AddressBook field

An AddressBook field allows a user to perform a search in LDAP directory.

Address Book field is designed especially for making queries to LDAP Server from the device.

Search root — Specify the directory node in the LDAP hierarchy where the search starts.

Available syntaxes:

  • LDAP://<server>:<port>/<Hierarchy Path>
  • LDAP://<server>/<Hierarchy Path>
  • LDAP://<Hierarchy Path>  

Here are some examples:

  • LDAP://mydc.mydomain.com/DC=mydc,DC=mydomain,DC=com
  • LDAP://RootDSE
  • LDAP://10.10.11.100:50000/OU=somecontainer,O=mydirectory
  • LDAP://CN=Users,DC=mydc,DC=mydomain,DC=com

Default port is 389 (636 when using SSL).

Authentication (Type)

  • Windows — This option indicates to use the Windows Security Support Provider Interface (SSPI) authentication system when binding to the directory. This binding uses the current Windows security context for authentication.
  • Simple — Used when an LDAP simple bind is desired. An LDAP simple bind is the only binding mechanism defined in the actual LDAP version 3 specification, so it has excellent compatibility across LDAP server vendors. Unfortunately, it relies on a plain text exchange of credentials, as a result it is completely insecure by itself.
  • Anonymous — This option tells the server not to perform authentication before attempting searches. As such, the state of the LDAP connection will not be authenticated. This flag is not typically used with Active Directory, as unauthenticated users can do very little in the directory. In fact, Windows Server 2003 Active Directory does not allow anonymous operations by default. This flag is generally used with non-Microsoft directories that allow completely anonymous access.
  • SSL — Specifies that the SSL/ TLS protocol will be used to encrypt the network traffic with the directory server, including the Bind request. When specifying this option, an SSL certificate must be installed and available in Active Directory or LDAP server. Under the covers, server will change the TCP port (if it is not already specified) from the default port 389 to port 636, and SSL will be used to secure the communication. SSL is often supported by third-party LDAP directories and should be the preferred method of protecting credentials when communicating with directories other than Active Directory.

Scope

  • OneLevel — Searches the immediate child objects of the base object, excluding the base object.
  • Subtree — Searches the entire subtree, including the base object and all its child objects.

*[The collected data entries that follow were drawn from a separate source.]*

PR #4464, opened 2021-01-28
WFCORE-5247 IllegalArgumentException and CLI crash with read-attribute in /system-property

parsharma:
Issue: https://issues.redhat.com/browse/WFCORE-5247

### DIFF
--- a/cli/src/main/java/org/jboss/as/cli/handlers/ReadAttributeHandler.java
+++ b/cli/src/main/java/org/jboss/as/cli/handlers/ReadAttributeHandler.java
@@ -116,8 +116,12 @@ public class ReadAttributeHandler extends BaseOperationCommand {
                     op.get(Util.ADDRESS).setEmptyList();
                 } else {
                     final ModelNode addrNode = op.get(Util.ADDRESS);
-                    for(OperationRequestAddress.Node node : address) {
-                        addrNode.add(node.getType(), node.getName());
+                    for (OperationRequestAddress.Node node : address) {
+                        if (node.getName() == null) {
+                            addrNode.add(node.getType(), "*");
+                        } else {
+                            addrNode.add(node.getType(), node.getName());
+                        }
                     }
                 }
 
@@ -219,6 +223,7 @@ public class ReadAttributeHandler extends BaseOperationCommand {
         return req;
     }
 
+    @Override
     protected void handleResponse(CommandContext ctx, ModelNode response, boolean composite) throws CommandFormatException {
         if (!Util.isSuccess(response)) {
             throw new CommandFormatException(Util.getFailureDescription(response));
--- a/testsuite/standalone/src/test/java/org/jboss/as/test/integration/management/cli/CliCompletionTestCase.java
+++ b/testsuite/standalone/src/test/java/org/jboss/as/test/integration/management/cli/CliCompletionTestCase.java
@@ -22,6 +22,28 @@
  */
 package org.jboss.as.test.integration.management.cli;
 
+import static org.hamcrest.MatcherAssert.assertThat;
+import static org.junit.Assert.assertEquals;
+import static org.junit.Assert.assertFalse;
+import static org.junit.Assert.assertTrue;
+
+import org.aesh.complete.AeshCompleteOperation;
+import org.aesh.readline.completion.Completion;
+import org.aesh.readline.terminal.formatting.TerminalString;
+import org.hamcrest.CoreMatchers;
+import org.jboss.as.cli.CommandContext;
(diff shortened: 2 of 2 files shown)


bstansberry:
@jfdenise Please review

cli/src/main/java/org/jboss/as/cli/handlers/ReadAttributeHandler.java
```diff
@@ -116,8 +116,12 @@ public boolean canAppearNext(CommandContext ctx) throws CommandFormatException {
                     op.get(Util.ADDRESS).setEmptyList();
                 } else {
                     final ModelNode addrNode = op.get(Util.ADDRESS);
-                    for(OperationRequestAddress.Node node : address) {
-                        addrNode.add(node.getType(), node.getName());
+                    for (OperationRequestAddress.Node node : address) {
+                        if (!(node.getName() == null)) {
+                            addrNode.add(node.getType(), node.getName());
```
jfdenise, line 121: @parsharma , in this case you are replacing the current address (that is being built) by the empty address, so you loose the context (the various cd commands the user did). In order to keep the context, you could detect that the node.getName() returns null and in this case use the "*" value for the name to express the fact that the node name has not been set.
As a side note, it would be nice if you could add a test. It should be added in this file:
https://github.com/wildfly/wildfly-core/blob/master/testsuite/standalone/src/test/java/org/jboss/as/test/integration/management/cli/CliCompletionTestCase.java

cli/src/main/java/org/jboss/as/cli/handlers/ReadAttributeHandler.java
```diff
@@ -116,8 +116,12 @@ public boolean canAppearNext(CommandContext ctx) throws CommandFormatException {
                     op.get(Util.ADDRESS).setEmptyList();
                 } else {
                     final ModelNode addrNode = op.get(Util.ADDRESS);
-                    for(OperationRequestAddress.Node node : address) {
-                        addrNode.add(node.getType(), node.getName());
+                    for (OperationRequestAddress.Node node : address) {
+                        if (!(node.getName() == null)) {
```
jfdenise, line 120: Thank-you for the change, I would suggest a tiny change to first deal with the null case if (node.getName() == null), it simplify a bit code reading.

testsuite/standalone/src/test/java/org/jboss/as/test/integration/management/cli/CliCompletionTestCase.java
```diff
@@ -118,6 +118,36 @@ public void complexOperationWithObjectAsAttributeTest() {
             assertEquals(candidates.toString(), Arrays.asList(","), candidates);
         }
     }
+    /**
```
jfdenise, line 121: Nice to add some tests. It would be great to cover the fix you are putting in place. 
Something like:
CommandContext ctx = CLITestUtil.getCommandContext(TestSuiteEnvironment.getServerAddress(),          TestSuiteEnvironment.getServerPort(), System.in, System.out);
ctx.connectController();
// cd into a type to validate that completion tha toccurs in this context is correct.
ctx.handle("cd /system-property");
try {
            {
                String cmd = "read-attribute ";
                ctx.getDefaultCommandCompleter().complete(ctx,
                        cmd, cmd.length(), candidates);
                candidates = complete(ctx, cmd, null);
            }
} finally {
  ctx.terminateSession();
}

parsharma: Thanks for the suggestion @jfdenise. Please feel free to let me know if any further changes needed.

testsuite/standalone/src/test/java/org/jboss/as/test/integration/management/cli/CliCompletionTestCase.java
```diff
@@ -56,6 +39,20 @@
...
+import java.util.ArrayList;
+import java.util.Arrays;
+import java.util.Collections;
+import java.util.HashSet;
+import java.util.List;
+import java.util.Set;
+import java.util.stream.Collectors;
+
+import static org.hamcrest.MatcherAssert.assertThat;
+import static org.junit.Assert.*;
```
darranl, line 54: It looks like the order was wrong in the first place on this file, the static imports should be first - also can you please expand these back out instead of switching to a wildcard import?

jfdenise (approved):

bstansberry (approved):
Jean-Francois' approval is enough to get this merged but I'm adding mine because that will cause it to be shown as 'Approved' when looking at the PR queue.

Last Name Attribute — First Name Attribute, Email Attribute. LDAP Attributes which contain last name, first name and e-mail respectively.

Test lookup — Allows to check authentication options interactively

Allow to edit value on device side — If this check box is selected, a user can enter a value into the text-box, otherwise, only listed options are available for the user to select from.

Item Separator — If Allow Multiple Select is checked, Item Separator is used between the selected values to form the value of the field.

Allow Multiple Select — If checked, a user will be able to select multiple options simultaneously. The value will form from the values of the selected options separated by Item Separator.